Ac 3, 13-15. 17-19 ; Ps 4 ;  1 Jn 2, 1-5a  ;  Lc 24, 35-48

     Ils avaient beau voir Jésus, ils ne pouvaient pas croire que c’était lui. Eux, ses amis, qui vivaient pratiquement 24h sur 24 avec lui, sur les routes de Palestine, ne reconnaissent pas Jésus. Il faut bien admettre que c’est difficile à croire : Ils l’ont vu arrêté trois jours plus tôt, ils l’ont vu porter sa croix jusqu’au Golgotha, ils l’ont vu mourir, ils ont vu sa mise au tombeau... et le voilà qui leur apparaît, vivant ! Avouons qu’il y a de quoi être bouleversé d’abord, incrédule ensuite ! Il faut que Jésus leur donne des preuves pour qu’ils le reconnaissent. Ce n’est pas un esprit ; Un esprit n’aurait pas eu besoin de manger ce morceau de poisson grillé. C’est bien un corps, le corps de Jésus ressuscité, qui est là devant eux ! Un corps de chair et d’os !

     Si nous aussi aujourd’hui, deux mille ans après, nous croyons, c’est parce que ces disciples, à partir de ce jour-là, ont cru. Ils ont vu, et ils ont cru.
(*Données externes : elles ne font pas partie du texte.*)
PR #27007, opened 2023-01-19
cabana: improve open/save functions

pd0wm:

### DIFF
--- a/tools/cabana/mainwin.cc
+++ b/tools/cabana/mainwin.cc
@@ -68,13 +68,14 @@ MainWindow::MainWindow() : QMainWindow() {
 
 void MainWindow::createActions() {
   QMenu *file_menu = menuBar()->addMenu(tr("&File"));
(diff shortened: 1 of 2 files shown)


tools/cabana/mainwin.cc
```diff
@@ -213,18 +214,24 @@ void MainWindow::loadDBCFromFingerprint() {
...
-                                                   QDir::cleanPath(settings.last_dir + "/untitled.dbc"), tr("DBC (*.dbc)"));
-  if (!file_name.isEmpty()) {
+  if (file_name.isEmpty()) {
+    saveAsDBCToFile();
+  } else {
     settings.last_dir = QFileInfo(file_name).absolutePath();
     QFile file(file_name);
     if (file.open(QIODevice::WriteOnly)) {
       file.write(dbc()->generateDBC().toUtf8());
-      detail_widget->undo_stack->clear();
```
deanlee, line 223: any reason to remove this line? I think we should clear the undo history after save.

PR #27009, opened 2023-01-19
UI: update translations during scons build

adeebshihadeh:


sshane:
Diff is because we don't include a lot of the source files in the release version. This is why I had to exclude the translation test from pre-commit in release CI

adeebshihadeh:
> Diff is because we don't include a lot of the source files in the release version. This is why I had to exclude the translation test from pre-commit in release CI

Can you fix that? The environments shouldn't be different; we can either add them to the release files or only run the translations for the main UI. I'll wait on this PR until that's in.

sshane:
Oh for some reason I thought we didn't include any UI source files. Yep, I can make sure we include all relevant

release/check-dirty.sh
```diff
@@ -7,5 +7,6 @@ cd $DIR
 if [ ! -z "$(git status --porcelain)" ]; then
   echo "Dirty working tree after build:"
   git status --porcelain
+  git diff
```
sshane, line 10:
```suggestion
```

PR #27029, opened 2023-01-21
Toyota: reliable fuzzy fingerprinting

sshane:
After taking a look at the Toyota FW versions, it looks like there's some sort of pattern here, so there may be potential for doing some heuristics on just the existing FW versions alone.

```python
* COMMON FW PREFIXES - ALL CARS
  * ('abs', '0x7b0'):        F1526 (220 FW)
  * ('dsu', '0x791'):        88 (81 FW)
  * ('eps', '0x7a1'):        8965B (147 FW)
  * ('engine', '0x7e0'):     3 (78 FW)
  * ('fwdRadar', '0x750'):   8821F (132 FW)
  * ('fwdCamera', '0x750'):  8646F (168 FW)
  * ('engine', '0x700'):     89663 (364 FW)
  * ('abs', '0x7d1'):        898A36203000 (ONLY ONE FW)
```


sshane:
Superseded by https://github.com/commaai/openpilot/pull/28641

PR #27033, opened 2023-01-21
HKG: Update Genesis GV60 harnesses

sshane:
User reports advanced needs Hyundai A (from https://github.com/commaai/openpilot/pull/27011). Compared to original car port PR dongle, neither have an ADAS ecu


selfdrive/car/hyundai/values.py
```diff
@@ -225,7 +225,10 @@ def init_make(self, CP: car.CarParams):
   ],
 
   # Genesis
-  CAR.GENESIS_GV60_EV_1ST_GEN: HyundaiCarInfo("Genesis GV60 2023", "All", harness=Harness.hyundai_k),
+  CAR.GENESIS_GV60_EV_1ST_GEN: [
+    HyundaiCarInfo("Genesis GV60 (Advanced Trim) 2023", "All", harness=Harness.hyundai_a),
+    HyundaiCarInfo("Genesis GV60 (Performance Trim) 2023", "All", harness=Harness.hyundai_k),
```
adeebshihadeh, line 230: difference isn't HDA?

sshane: See nothing about it in the brochure, and neither dongles have an ADAS ECU

PR #27040, opened 2023-01-22
Update longcontrol.py

apache2046:
The PID's v error input should consider CP.longitudinalActuatorDelay too, so use the v_target  here is more reasonable


sshane:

Vous allez me dire, pour eux, c’est facile : ils ont vu, justement ! Mais pour nous ? C’est beaucoup plus difficile de croire ce qu’on n’a pas vu ! Notre foi, en effet, n’est pas fondée sur ce que nous avons vu, mais sur la confiance que nous faisons en ceux qui nous l’ont annoncé. Jésus ne leur dira-t-il pas, une semaine plus tard : « heureux ceux qui croient sans avoir vu » ? Eh bien nous, nous croyons sans avoir vu ! Heureux sommes-nous donc !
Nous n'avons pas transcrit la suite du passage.